- [Excerpted data]
◇ ◇ ◇ ◇

PR #270, opened 2019-06-12
gauss noie can be negative

ternaus:


albu:
What is usecase? Don't it break clipping?

ternaus:
I would say, it is just the definition of the Gaussian Noise. Should have zero mean.

We clip on both sides [0, 255] => Everything should work.

PR #278, opened 2019-06-25
Added zigsaw transform

ternaus:


albumentations/augmentations/functional.py
```diff
@@ -1177,3 +1179,59 @@ def py3round(number):
...
+        seq:
+        num_horizontal_patches:
+
+    Returns:
+
+    """
+    return np.concatenate([np.concatenate(p, axis=1) for p in partition(num_horizontal_patches, seq)], axis=0)
+
+
+def zigsaw(image, num_cuts, random_state=None, **kwargs):
```
BloodAxe: Maybe put `_combine` and `_split` inside `zigsaw`?

PR #283, opened 2019-07-01
Separate fill values for image and mask targets

BloodAxe:
Added `mask_value` parameters to specify fill value applied to masks.


setup.py
```diff
@@ -35,7 +35,7 @@ def get_long_description():
     license='MIT',
     url='https://github.com/albu/albumentations',
     packages=find_packages(exclude=['tests']),
-    install_requires=['numpy>=1.11.1', 'scipy', 'opencv-python-headless', 'imgaug>=0.2.5,<0.2.7', 'PyYAML'],
+    install_requires=['numpy>=1.11.1', 'scipy', 'opencv-python>4.1.0', 'imgaug>=0.2.5,<0.2.7', 'PyYAML'],
```
creafz: Are there any problems with OpenCV older than 4.1.0 or it is chosen to be a recent enough version?

BloodAxe: Bumped to most recent version

BloodAxe: I reverted back versionless `opencv-python-headless` to have more clear changeset.

PR #292, opened 2019-07-11
Add `get_transform_init_args_names` to `NoOp`

BloodAxe:
Add missing implementation for `get_transform_init_args_names` to `NoOp` to make it serializable


Dipet:
@BloodAxe what about this PR?

PR #310, opened 2019-08-12
Solarize transform from Pillow

Dipet:


albumentations/augmentations/transforms.py
```diff
@@ -1554,6 +1554,40 @@ def get_transform_init_args_names(self):
...
+
+        """
+    def __init__(self, threshold=128, always_apply=False, p=0.5):
+        super(Solarize, self).__init__(always_apply, p)
+
+        if isinstance(threshold, (int, float)):
+            threshold = max(0, threshold)
+            self.threshold = (threshold, threshold)
+        else:
+            self.threshold = to_tuple(threshold, low=0)
```
albu: can we use just `to_tuple(threshold, low=threshold)` here?

Dipet: Yes it is look better

albu:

◇ ◇ ◇ ◇

- [Exercise details] Reproduce exactly the final stretch of the listing, starting at the line that contains "applied to masks." and ending with the last line.

- [Answer section]
Added `mask_value` parameters to specify fill value applied to masks.


setup.py
```diff
@@ -35,7 +35,7 @@ def get_long_description():
     license='MIT',
     url='https://github.com/albu/albumentations',
     packages=find_packages(exclude=['tests']),
-    install_requires=['numpy>=1.11.1', 'scipy', 'opencv-python-headless', 'imgaug>=0.2.5,<0.2.7', 'PyYAML'],
+    install_requires=['numpy>=1.11.1', 'scipy', 'opencv-python>4.1.0', 'imgaug>=0.2.5,<0.2.7', 'PyYAML'],
```
creafz: Are there any problems with OpenCV older than 4.1.0 or it is chosen to be a recent enough version?

BloodAxe: Bumped to most recent version

BloodAxe: I reverted back versionless `opencv-python-headless` to have more clear changeset.

PR #292, opened 2019-07-11
Add `get_transform_init_args_names` to `NoOp`

BloodAxe:
Add missing implementation for `get_transform_init_args_names` to `NoOp` to make it serializable


Dipet:
@BloodAxe what about this PR?

PR #310, opened 2019-08-12
Solarize transform from Pillow

Dipet:


albumentations/augmentations/transforms.py
```diff
@@ -1554,6 +1554,40 @@ def get_transform_init_args_names(self):
...
+
+        """
+    def __init__(self, threshold=128, always_apply=False, p=0.5):
+        super(Solarize, self).__init__(always_apply, p)
+
+        if isinstance(threshold, (int, float)):
+            threshold = max(0, threshold)
+            self.threshold = (threshold, threshold)
+        else:
+            self.threshold = to_tuple(threshold, low=0)
```
albu: can we use just `to_tuple(threshold, low=threshold)` here?

Dipet: Yes it is look better

albu:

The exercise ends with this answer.